● What this task involves
Whenever a line of the data below holds the string "configuration", copy that line.
+===+
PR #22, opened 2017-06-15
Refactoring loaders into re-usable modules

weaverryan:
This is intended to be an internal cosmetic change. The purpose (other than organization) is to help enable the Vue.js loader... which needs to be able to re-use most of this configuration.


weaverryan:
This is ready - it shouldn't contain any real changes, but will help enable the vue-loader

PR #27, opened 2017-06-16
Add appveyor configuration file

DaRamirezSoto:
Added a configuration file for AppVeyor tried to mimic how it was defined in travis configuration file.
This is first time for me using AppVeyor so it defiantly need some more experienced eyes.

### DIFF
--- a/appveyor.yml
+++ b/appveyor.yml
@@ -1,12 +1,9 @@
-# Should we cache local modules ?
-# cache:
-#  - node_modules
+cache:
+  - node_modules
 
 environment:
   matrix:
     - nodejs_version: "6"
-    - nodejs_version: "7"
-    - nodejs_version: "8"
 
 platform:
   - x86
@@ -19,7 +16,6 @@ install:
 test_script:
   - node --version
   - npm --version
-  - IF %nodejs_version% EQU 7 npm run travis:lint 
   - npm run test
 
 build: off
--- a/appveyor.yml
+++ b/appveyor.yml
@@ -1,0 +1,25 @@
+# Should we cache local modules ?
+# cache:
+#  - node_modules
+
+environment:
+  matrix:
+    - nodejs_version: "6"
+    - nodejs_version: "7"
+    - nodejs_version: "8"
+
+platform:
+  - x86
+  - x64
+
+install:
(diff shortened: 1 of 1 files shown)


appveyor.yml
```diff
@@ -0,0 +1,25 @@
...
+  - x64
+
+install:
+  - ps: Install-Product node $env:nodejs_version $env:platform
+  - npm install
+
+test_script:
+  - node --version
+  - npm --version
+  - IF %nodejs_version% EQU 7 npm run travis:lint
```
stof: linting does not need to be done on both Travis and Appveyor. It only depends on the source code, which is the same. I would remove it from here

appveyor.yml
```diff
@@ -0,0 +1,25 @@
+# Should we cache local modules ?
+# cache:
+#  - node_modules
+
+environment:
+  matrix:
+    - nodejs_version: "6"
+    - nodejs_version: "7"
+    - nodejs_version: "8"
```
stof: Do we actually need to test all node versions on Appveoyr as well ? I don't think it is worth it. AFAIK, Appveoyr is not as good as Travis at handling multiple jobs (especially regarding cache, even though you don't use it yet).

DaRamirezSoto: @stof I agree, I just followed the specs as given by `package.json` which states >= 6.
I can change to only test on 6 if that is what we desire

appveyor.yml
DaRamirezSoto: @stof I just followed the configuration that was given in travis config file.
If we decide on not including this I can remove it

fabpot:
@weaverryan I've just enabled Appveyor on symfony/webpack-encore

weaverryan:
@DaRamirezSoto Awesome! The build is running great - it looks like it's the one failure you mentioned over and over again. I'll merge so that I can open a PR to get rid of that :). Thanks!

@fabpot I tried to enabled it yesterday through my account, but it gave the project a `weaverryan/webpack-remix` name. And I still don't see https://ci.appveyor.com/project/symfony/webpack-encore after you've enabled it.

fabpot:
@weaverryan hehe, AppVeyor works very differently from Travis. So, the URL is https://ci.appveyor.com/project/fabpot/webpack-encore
+===+
● Your response
This is intended to be an internal cosmetic change. The purpose (other than organization) is to help enable the Vue.js loader... which needs to be able to re-use most of this configuration.
Add appveyor configuration file
Added a configuration file for AppVeyor tried to mimic how it was defined in travis configuration file.
DaRamirezSoto: @stof I just followed the configuration that was given in travis config file.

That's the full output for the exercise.